Page 1 of 1

Request for volunteers to vet sed error case

Posted: Wed Oct 14, 2020 11:55 am
by markfilipak
Below is an email I'm preparing to bug-sed@gnu.org.
Before I send it, I need someone to vet the error. Preferred would be someone who is not running Mint in a VM.
Any volunteers?

Of course, your ideas are welcome.

Thanks,
Mark.
=====
Kindly expedite this and contact me for any reason.

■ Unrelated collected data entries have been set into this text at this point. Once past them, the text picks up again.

PR #3650, opened 2021-05-07
interna/k8s: Remove v1beta1 usage

sunjayBhatia:
- Removes informer for v1beta1
- Removes status updater/informer for v1beta1
- Ensures k8s versions older than 1.19 are incompatible
  as we are relying on Ingress v1 existing

Updates: #3628

### DIFF
--- a/internal/k8s/kind.go
+++ b/internal/k8s/kind.go
@@ -70,6 +70,8 @@ func VersionOf(obj interface{}) string {
 		switch obj := obj.(type) {
 		case *v1.Secret, *v1.Service, *v1.Endpoints:
 			return v1.SchemeGroupVersion.String()
+		case *networking_v1.Ingress:
+			return networking_v1.SchemeGroupVersion.String()
 		case *contour_api_v1.HTTPProxy, *contour_api_v1.TLSCertificateDelegation:
 			return contour_api_v1.GroupVersion.String()
 		case *v1alpha1.ExtensionService:
--- a/internal/k8s/kind.go
+++ b/internal/k8s/kind.go
@@ -18,7 +18,6 @@ import (
 	"github.com/projectcontour/contour/apis/projectcontour/v1alpha1"
 	v1 "k8s.io/api/core/v1"
 	networking_v1 "k8s.io/api/networking/v1"
-	"k8s.io/api/networking/v1beta1"
 	"k8s.io/apimachinery/pkg/apis/meta/v1/unstructured"
 	"k8s.io/apimachinery/pkg/runtime"
 	"k8s.io/client-go/kubernetes/scheme"
@@ -40,8 +39,6 @@ func KindOf(obj interface{}) string {
 			return "Service"
 		case *v1.Endpoints:
 			return "Endpoints"
-		case *v1beta1.Ingress:
-			return "Ingress"
 		case *networking_v1.Ingress:
 			return "Ingress"
 		case *contour_api_v1.HTTPProxy:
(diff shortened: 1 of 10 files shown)


sunjayBhatia:
added release note labels becasue this will make Contour unusable in versions of k8s that do not have ingress v1, as we're no longer falling back to v1beta1

stevesloka (commented):
Should this wait until our oldest supported version is 1.22? Meaning, you can't use v1beta1 any more?

Should we also mark this as deprecated so that there's a heads up this is going away in Contour?

internal/k8s/kind.go
```diff
@@ -73,8 +70,6 @@ func VersionOf(obj interface{}) string {
 		switch obj := obj.(type) {
 		case *v1.Secret, *v1.Service, *v1.Endpoints:
 			return v1.SchemeGroupVersion.String()
-		case *v1beta1.Ingress:
```
skriss, line 76: this function doesn't have a case for Ingress v1, I assume it should (haven't looked at where it's used)

internal/k8s/kind_test.go
```diff
@@ -60,7 +58,6 @@ func TestVersionOf(t *testing.T) {
 		{"v1", &v1.Secret{}},
 		{"v1", &v1.Service{}},
 		{"v1", &v1.Endpoints{}},
-		{"networking.k8s.io/v1beta1", &v1beta1.Ingress{}},
```
skriss, line 63: add case for v1 Ingress per previous comment

sunjayBhatia:
> Should this wait until our oldest supported version is 1.22? Meaning, you can't use v1beta1 any more?
> 
> Should we also mark this as deprecated so that there's a heads up this is going away in Contour?

Our current support matrix is 1.19+ so we're only ever informing on and acting on Ingress v1 objects (b/c we check for v1 Ingress existing and use that informer, otherwise we use v1beta1), v1beta1 created resources are translated by the API server to v1 when we grab them, so you can still use v1beta1 now.

I think the explicit v1beta1 code is now effectively dead code, unless we want Contour 1.16+ to still be usable on k8s 1.18 (even though our compatibility matrix doesn't cover it explicitly).

skriss (changes requested):
So my understanding is that this draws a hard line under 1.19 as our minimum version, but you can still use `v1beta1` Ingress resources in 1.19+ with Contour since the API server automagically converts them to `v1` so we'll pick them up via our `v1` informers. Once 1.22 rolls around, though, `v1beta1` is completely gone.

Personally I think this is OK given that our support matrix says 1.19 is the minimum, and users on older Kube versions can always continue using older Contour versions if they like. We did something similar when we updated to v1 CRDs, and drew a hard line at Kube 1.16 as the minimum version that could run Contour OOTB.

stevesloka:
👍  you're both right, sorry, forgot about the auto-conversion stuff. =)

internal/k8s/kind.go
sunjayBhatia: ah good call, missed that one 👍🏽

sunjayBhatia: seems a good few of these cases aren't actually hit with the tests, the coverage report shows

i don't know the history on this code but maybe this could be shortened 🤔

skriss: Yeah, I don't really know either. Looks like the first line in the function might be the one that's actually hit to get the `Kind` for these objects. In any case, update looks good.

skriss (approved):

stevesloka (approved):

The file "1,073,709,056 bytes" provokes an error (& zero output), but only if piped from 'tr' and only for a particular pattern: /00000100/.
the file "1,073,739,776 bytes" succeeds with identical parameters.
The pipe through 'tr' appears not to be the problem.

$ sed --version
sed (GNU sed) 4.2.2
...
$ xxd -p -u "1,073,709,056 bytes" | tr -d '\n' | sed -r 's/00000100/\x0D\x0A&/g' > foo.txt
sed: couldn't re-allocate memory
$ xxd -p -u "1,073,709,056 bytes" | tr -d '\n' | sed -r 's/000001/\x0D\x0A&/g' > foo.txt
$ xxd -p -u "1,073,709,056 bytes" | sed -r 's/00000100/\x0D\x0A&/g' > foo.txt
$ xxd -p -u "1,073,739,776 bytes" | tr -d '\n' | sed -r 's/00000100/\x0D\x0A&/g' > foo.txt
$

You probably want the two source files, or perhaps only the source file that provokes the error. Kindly let me know how I can send it to you.

Re: Request for volunteers to vet sed error case

Posted: Wed Oct 14, 2020 5:02 pm
by xenopeek
I'm curious, what does this answer:

Code: Select all

wc -l "1,073,709,056 bytes"
wc -l "1,073,739,776 bytes"
From your description, and sed being line based, I suppose the smaller file has more lines?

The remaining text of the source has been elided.